To do:
Whatever the records say, give every one of them again exactly.

Saved data entries:
☆ ☆ ☆ ☆ ☆

Issue #4949, opened 2022-05-13
Improvement of hot scheduler when meets dimension conflict


lhy1024:

nolouch:
Please add more descriptions.

lhy1024:
![image](https://user-images.githubusercontent.com/19542290/200800692-f133d846-a4d5-473b-93db-c3fe9b2b88a8.png)

Performance improvement greater than 1% marked green.
performance regression greater than 1% marked red, stability evaluated by coefficient of variation, v2 greater than 0.05 and positive variation, marked red.
results are related to load and environment, marked yellow.
v2 is more balanced compared with v1, but the qps is not improved, marked blue; the scheduling convergence result is related to the split result, marked light blue.

PR #4962, opened 2022-05-16
scheduler: redesigned `progressiveRank` of the hot-region-scheduler

HunDunDM:

Issue Number: Ref #4949

The score is expanded from -3 ~ 0 to -4 ~ 1, and the previous design problem that the score of the first dimension is better and the second dimension is not worsened is -1, and the score of the first dimension is not worsened and the second dimension is better is -2. The solution still needs to take a score of -1 and below. The original 0 points become 0 and 1.

### Check List

Tests

- Unit test

Code changes

Side effects

Related changes

### Release note

```release-note
None
```

### DIFF
--- a/server/schedulers/hot_region.go
+++ b/server/schedulers/hot_region.go
@@ -332,7 +332,10 @@ type solution struct {
 
 	// progressiveRank measures the contribution for balance.
 	// The smaller the rank, the better this solution is.
-	// If rank < 0, this solution makes thing better.
+	// If progressiveRank <= 0, this solution makes thing better.
+	// 0 indicates that this is a solution that cannot be used directly, but can be optimized.
+	// 1 indicates that this is a non-optimizable solution.
+	// See `calcProgressiveRank` for more about progressive rank.
 	progressiveRank int64
 }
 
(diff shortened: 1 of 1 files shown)


server/schedulers/hot_region.go
```diff
@@ -1029,12 +1037,12 @@ func (bs *balanceSolver) buildOperators() (ops []*operator.Operator, infl *stati
 	targetLabel := strconv.FormatUint(dstStoreID, 10)
 	dim := ""
 	switch bs.cur.progressiveRank {
-	case -3:
+	case -4:
 		dim = "all"
+	case -3, -1:
```
lhy1024, line 1042: Do we need to distinguish this two cases in metrics?

server/schedulers/hot_region.go
```diff
@@ -882,37 +895,32 @@ func (bs *balanceSolver) betterThan(old *solution) bool {
...
-					return secondCmp > 0
-				}
-				fallthrough
-			case -1: // firstPriorityDecRatio <= greatDecRatio
-				if firstCmp != 0 {
-					// prefer region with larger first priority rate, to converge faster
-					return firstCmp > 0
-				}
+			return secondCmp > 0
+		case -3, -1:
```
lhy1024, line 910: I think we need to split these two cases. -3 should be more similar with -2

HunDunDM: I wrote them separately at first, but the two seem to have the same processing logic at the moment.

server/schedulers/hot_region.go
```diff
@@ -778,41 +778,46 @@ func (bs *balanceSolver) checkDstByPriorityAndTolerance(maxLoad, expect *statist
...
 
 	isFirstBetter, isSecondBetter := bs.isBetter(bs.firstPriority), bs.isBetter(bs.secondPriority)
-	isFirstNotWorsened := !isFirstBetter && bs.isNotWorsened(bs.firstPriority)
-	isSecondNotWorsened := !isSecondBetter && bs.isNotWorsened(bs.secondPriority)
+	isFirstNotWorsened := isFirstBetter || bs.isNotWorsened(bs.firstPriority)
+	isSecondNotWorsened := isSecondBetter || bs.isNotWorsened(bs.secondPriority)
 	switch {
 	case isFirstBetter && isSecondBetter:
-		// If belong to the case, two dim will be more balanced, the best choice.
+		// If belonging to the case, all two dim will be more balanced, the best choice.
```
lhy1024, line 801:
```suggestion
		// If belonging to the case, both two dim will be more balanced, the best choice.
```

lhy1024, line 801:
```suggestion
		// If belonging to the case, both two dim will be more balanced, the best choice.
```

server/schedulers/hot_region.go
```diff
@@ -876,37 +900,32 @@ func (bs *balanceSolver) betterThan(old *solution) bool {
...
 			kind := statistics.GetRegionStatKind(statistics.Write, bs.firstPriority)
-			switch {
-			case bs.cur.srcPeerStat.GetLoad(kind) > old.srcPeerStat.GetLoad(kind):
-				return true
-			case bs.cur.srcPeerStat.GetLoad(kind) < old.srcPeerStat.GetLoad(kind):
-				return false
+			return bs.cur.srcPeerStat.GetLoad(kind) > old.srcPeerStat.GetLoad(kind)
+		}
+
+		firstCmp, secondCmp := bs.getRkCmpPriorities(old)
```
lhy1024, line 908: need to add comment `We will firstly consider ensuring converge faster, secondly reduce oscillation`

server/schedulers/hot_region.go
lhy1024: I think it will be friendly to read code and modify if split these cases.

nolouch (approved):
lgtm

lhy1024 (approved):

☆ ☆ ☆ ☆ ☆

Result for this task:
Issue #4949, opened 2022-05-13
Improvement of hot scheduler when meets dimension conflict


lhy1024:

nolouch:
Please add more descriptions.

lhy1024:
![image](https://user-images.githubusercontent.com/19542290/200800692-f133d846-a4d5-473b-93db-c3fe9b2b88a8.png)

Performance improvement greater than 1% marked green.
performance regression greater than 1% marked red, stability evaluated by coefficient of variation, v2 greater than 0.05 and positive variation, marked red.
results are related to load and environment, marked yellow.
v2 is more balanced compared with v1, but the qps is not improved, marked blue; the scheduling convergence result is related to the split result, marked light blue.

PR #4962, opened 2022-05-16
scheduler: redesigned `progressiveRank` of the hot-region-scheduler

HunDunDM:

Issue Number: Ref #4949

The score is expanded from -3 ~ 0 to -4 ~ 1, and the previous design problem that the score of the first dimension is better and the second dimension is not worsened is -1, and the score of the first dimension is not worsened and the second dimension is better is -2. The solution still needs to take a score of -1 and below. The original 0 points become 0 and 1.

### Check List

Tests

- Unit test

Code changes

Side effects

Related changes

### Release note

```release-note
None
```

### DIFF
--- a/server/schedulers/hot_region.go
+++ b/server/schedulers/hot_region.go
@@ -332,7 +332,10 @@ type solution struct {
 
 	// progressiveRank measures the contribution for balance.
 	// The smaller the rank, the better this solution is.
-	// If rank < 0, this solution makes thing better.
+	// If progressiveRank <= 0, this solution makes thing better.
+	// 0 indicates that this is a solution that cannot be used directly, but can be optimized.
+	// 1 indicates that this is a non-optimizable solution.
+	// See `calcProgressiveRank` for more about progressive rank.
 	progressiveRank int64
 }
 
(diff shortened: 1 of 1 files shown)


server/schedulers/hot_region.go
```diff
@@ -1029,12 +1037,12 @@ func (bs *balanceSolver) buildOperators() (ops []*operator.Operator, infl *stati
 	targetLabel := strconv.FormatUint(dstStoreID, 10)
 	dim := ""
 	switch bs.cur.progressiveRank {
-	case -3:
+	case -4:
 		dim = "all"
+	case -3, -1:
```
lhy1024, line 1042: Do we need to distinguish this two cases in metrics?

server/schedulers/hot_region.go
```diff
@@ -882,37 +895,32 @@ func (bs *balanceSolver) betterThan(old *solution) bool {
...
-					return secondCmp > 0
-				}
-				fallthrough
-			case -1: // firstPriorityDecRatio <= greatDecRatio
-				if firstCmp != 0 {
-					// prefer region with larger first priority rate, to converge faster
-					return firstCmp > 0
-				}
+			return secondCmp > 0
+		case -3, -1:
```
lhy1024, line 910: I think we need to split these two cases. -3 should be more similar with -2

HunDunDM: I wrote them separately at first, but the two seem to have the same processing logic at the moment.

server/schedulers/hot_region.go
```diff
@@ -778,41 +778,46 @@ func (bs *balanceSolver) checkDstByPriorityAndTolerance(maxLoad, expect *statist
...
 
 	isFirstBetter, isSecondBetter := bs.isBetter(bs.firstPriority), bs.isBetter(bs.secondPriority)
-	isFirstNotWorsened := !isFirstBetter && bs.isNotWorsened(bs.firstPriority)
-	isSecondNotWorsened := !isSecondBetter && bs.isNotWorsened(bs.secondPriority)
+	isFirstNotWorsened := isFirstBetter || bs.isNotWorsened(bs.firstPriority)
+	isSecondNotWorsened := isSecondBetter || bs.isNotWorsened(bs.secondPriority)
 	switch {
 	case isFirstBetter && isSecondBetter:
-		// If belong to the case, two dim will be more balanced, the best choice.
+		// If belonging to the case, all two dim will be more balanced, the best choice.
```
lhy1024, line 801:
```suggestion
		// If belonging to the case, both two dim will be more balanced, the best choice.
```

lhy1024, line 801:
```suggestion
		// If belonging to the case, both two dim will be more balanced, the best choice.
```

server/schedulers/hot_region.go
```diff
@@ -876,37 +900,32 @@ func (bs *balanceSolver) betterThan(old *solution) bool {
...
 			kind := statistics.GetRegionStatKind(statistics.Write, bs.firstPriority)
-			switch {
-			case bs.cur.srcPeerStat.GetLoad(kind) > old.srcPeerStat.GetLoad(kind):
-				return true
-			case bs.cur.srcPeerStat.GetLoad(kind) < old.srcPeerStat.GetLoad(kind):
-				return false
+			return bs.cur.srcPeerStat.GetLoad(kind) > old.srcPeerStat.GetLoad(kind)
+		}
+
+		firstCmp, secondCmp := bs.getRkCmpPriorities(old)
```
lhy1024, line 908: need to add comment `We will firstly consider ensuring converge faster, secondly reduce oscillation`

server/schedulers/hot_region.go
lhy1024: I think it will be friendly to read code and modify if split these cases.

nolouch (approved):
lgtm

lhy1024 (approved):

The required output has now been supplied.